When I came out of that house the world outside looked different. The air was blowing softly and the sky was clear blue. It was almost close to the end of the afternoon. A few miles of bike riding lay ahead and I had to be home before the curfew hours. The road wiggled like a snake through green fields of rice and millet on both sides.  No human being was to be seen apart from several storks and cranes looking for prey. I did not realize the danger of riding bicycle leisurely in an open field. No place to take shelter if there was a need.  

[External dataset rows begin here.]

PR #3474, opened 2025-06-26
fix: libwaku.so compilation

gabrielmer:
# Description
Fixing library name for non-windows builds. Without this fix, we get `liblibwaku.so` as output

## Issue

#3236


darshankabariya (approved):
Cool, LGTM !!

Ivansete-status (approved):
LGTM! Thanks for it! :100: 
We might need to do something similar for `static` library, and name `.Lib` on Windows and `.so` on Unix-based

PR #3480, opened 2025-06-30
fix: make test configuration

darshankabariya:
Added support to run tests using the format: make test [<FILE_NAME>] [<TEST_NAME>]


fryorcraken:
Don't forget to fix the CI

Makefile
```diff
@@ -53,7 +53,16 @@ endif
...
+TEST_FILE := $(word 2,$(MAKECMDGOALS))
+TEST_NAME := $(wordlist 3,$(words $(MAKECMDGOALS)),$(MAKECMDGOALS))
+
+test:
+ifeq ($(strip $(TEST_FILE)),)
+	$(MAKE) testcommon
+	$(MAKE) testwaku
+else
+	$(MAKE) compile-test $(TEST_FILE) $(TEST_NAME)
+endif
```
Ivansete-status, line 65: The following helps to avoid the annoying error when passing a test name:

```suggestion
endif

# this prevents make from erroring on unknown targets like "Index"
%:
	@true
```

---

And this is an example of that error:

```nim
make[1]: *** No rule to make target 'Index'.  Stop.
make[1]: Leaving directory '/home/ivansete/workspace/status/nwaku'
make: *** [Makefile:65: test] Error 2
```

... which happened after running this:

```nim
make test tests/waku_archive/test_driver_queue_index.nim "Index comparison"
```

darshankabariya: Thanks for the suggestion, @Ivansete-status, Updated accordingly.

fryorcraken:
Checking now, but you did not update teh README. replace all instances of `make test/` with `make test `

What would I do if something happens? My head was full of unavoidable thoughts driven by fear. Right then I noticed a helicopter searching for something, possibly a human for its hungry bullets. It shifted toward my side and began firing at an angle. The death appeared again. We both tried our best; the modern mechanism aiming to end my life and I struggling to stay alive. For a moment I thought my legs became immobile. Then some force made me to pedal on and I spotted a tree. I stood still with that tree until the helicopter got exhausted and disappeared. I saw children playing in the yards unaware of the situation as I started again on the road that lead me home. I have seen many deaths and births since then. I was fortunate enough to have escaped death in the war zone where I lived.

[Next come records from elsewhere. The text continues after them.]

PR #3485, opened 2025-07-02
fix: deprecate --dns-discovery

fryorcraken:
Properly deprecates `--dns-discovery` CLI arg.
DNS Discovery is enabled if a non-empty DNS Discovery URL is passed.


waku/factory/conf_builder/dns_discovery_conf_builder.nim
```diff
@@ -8,30 +8,26 @@ logScope:
...
-
 proc withEnrTreeUrl*(b: var DnsDiscoveryConfBuilder, enrTreeUrl: string) =
   b.enrTreeUrl = some(enrTreeUrl)
 
 proc withNameServers*(b: var DnsDiscoveryConfBuilder, nameServers: seq[IpAddress]) =
   b.nameServers = nameServers
 
 proc build*(b: DnsDiscoveryConfBuilder): Result[Option[DnsDiscoveryConf], string] =
-  if not b.enabled.get(false):
+  if b.enrTreeUrl.isNone():
```
chaitanyaprem, line 24: Does deprecated mean we want to support for backward compatibility? If so shouldn't we check for either of them?

If not, then we should remove the dnsDiscovery flag altogether.

fryorcraken: Yes, it is still here for backward compatibility so that we can deploy a new version of the node, and then remove it from the infra config after.

Otherwise, we have to deploy a new version AND change infra config at the same time, which is not ideal.

chaitanyaprem (approved):
LGTM

tests/all_tests_waku.nim
```diff
@@ -92,20 +92,9 @@ import
...
-  ./wakunode_rest/test_rest_debug_serdes,
-  ./wakunode_rest/test_rest_relay,
-  ./wakunode_rest/test_rest_relay_serdes,
-  ./wakunode_rest/test_rest_serdes,
-  ./wakunode_rest/test_rest_filter,
-  ./wakunode_rest/test_rest_lightpush,
-  ./wakunode_rest/test_rest_lightpush_legacy,
-  ./wakunode_rest/test_rest_admin,
-  ./wakunode_rest/test_rest_cors,
-  ./wakunode_rest/test_rest_health
```
gabrielmer, line 106: don't we need these tests?

gabrielmer (approved):
Thanks so much!

tests/all_tests_waku.nim
Ivansete-status: I've double-checked and just need to add the `./wakunode_rest/test_rest_lightpush,` into the `tests/wakunode_rest/test_all.nim` module. The others are there in different order
( cc @fryorcraken )

tests/factory/test_all.nim
```diff
@@ -0,0 +1 @@
+import ./test_external_config.nim, ./test_node_factory.nim, ./test_waku_conf.nim
```
Ivansete-status:
```suggestion
import ./test_external_config, ./test_node_factory, ./test_waku_conf
```

waku/factory/external_config.nim
```diff
@@ -996,9 +997,9 @@ proc toWakuConf*(n: WakuNodeConf): ConfResult[WakuConf] =
   b.metricsServerConf.withHttpPort(n.metricsServerPort)
   b.metricsServerConf.withLogging(n.metricsLogging)
 
-  b.dnsDiscoveryConf.withEnabled(n.dnsDiscovery)
-  b.dnsDiscoveryConf.withEnrTreeUrl(n.dnsDiscoveryUrl)
-  b.dnsDiscoveryConf.withNameServers(n.dnsAddrsNameServers)
+  if n.dnsDiscoveryUrl != "":
+    b.dnsDiscoveryConf.withEnrTreeUrl(n.dnsDiscoveryUrl)
+    b.dnsDiscoveryConf.withNameServers(n.dnsAddrsNameServers)
```
Ivansete-status: Maybe?
```suggestion
  if n.dnsDiscoveryUrl != "":
    b.dnsDiscoveryConf.withEnrTreeUrl(n.dnsDiscoveryUrl)

  b.dnsDiscoveryConf.withNameServers(n.dnsAddrsNameServers)
```

tests/all_tests_waku.nim
fryorcraken: > don't we need these tests?

We do, and we run them via `./wakunode_rest/test_all`

fryorcraken: oh, the confusion is that `test_rest_store` was not being tested before! well spotted @Ivansete-status

PR #3487, opened 2025-07-02
feat: use json serde library for config over ffi

fryorcraken:
# Description

Use nim-json-serialization instead of going through a default config to know what keys to look for.
# Changes

- [ ] ...
- [ ] ...


gabrielmer:
The point of using the default config is so we keep the default values for the fields not specified in the incoming json-string, I think with this solution we would have this gap. All the fields not specified won't have the default values set in `external_config.nim`

fryorcraken:
> The point of using the default config is so we keep the default values for the fields not specified in the incoming json-string, I think with this solution we would have this gap. All the fields not specified won't have the default values set in `external_config.nim`

Thanks for clarifying.

I will close this for now, and will use this strategy when rolling out the Waku API (PR incoming).

PR #3488, opened 2025-07-03
chore: use distinct type for Light push status codes

fryorcraken:
# Description

Use a distinct type for light push status codes, so that we don't need to cast to uint32 in several places.

# Changes

- [x] Create a `distinct` type for Light Push status codes

<!--

### DIFF
--- a/waku/node/waku_node.nim
+++ b/waku/node/waku_node.nim
@@ -82,6 +82,8 @@ const clientId* = "Nimbus Waku v2 node"
 
 const WakuNodeVersionString* = "version / git commit hash: " & git_version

Roof tiles, windows, doors and furniture from my ancestral house were stolen. Overgrown tall trees conceal it now from human eyes. I do not know the whereabouts of my childhood friends. War made my relatives and family members to inhabit the places they never saw before. We do not get together happily anymore as we did once. Unlike most of our relatives, my family refused moving away from the country. We hoped to go back home one day, but it never came. The nasty war had made us live unhappily without hope. My country Sri Lanka, which is called a ‘paradise on earth’, is not a paradise anymore. Jaffna, my hometown that was once beautiful and flourishing is now devastated. Barbed wires adorn the beaches and lots of places are under high security zone, which do not allow any public access. Curfew is imposed for eight hours. People have to travel through the security checkpoints. Abductions, rape, kidnap, murders and disappearance have become daily routine in the lives the people of Jaffna.
For the first time in my life I left Jaffna. I had to choose between life and misery. Thousands of miles away from my family I feel guilty for leaving my parents alone in their old age. I look forward to wake up hearing someone telling me that I can go back home - Jaffna soon.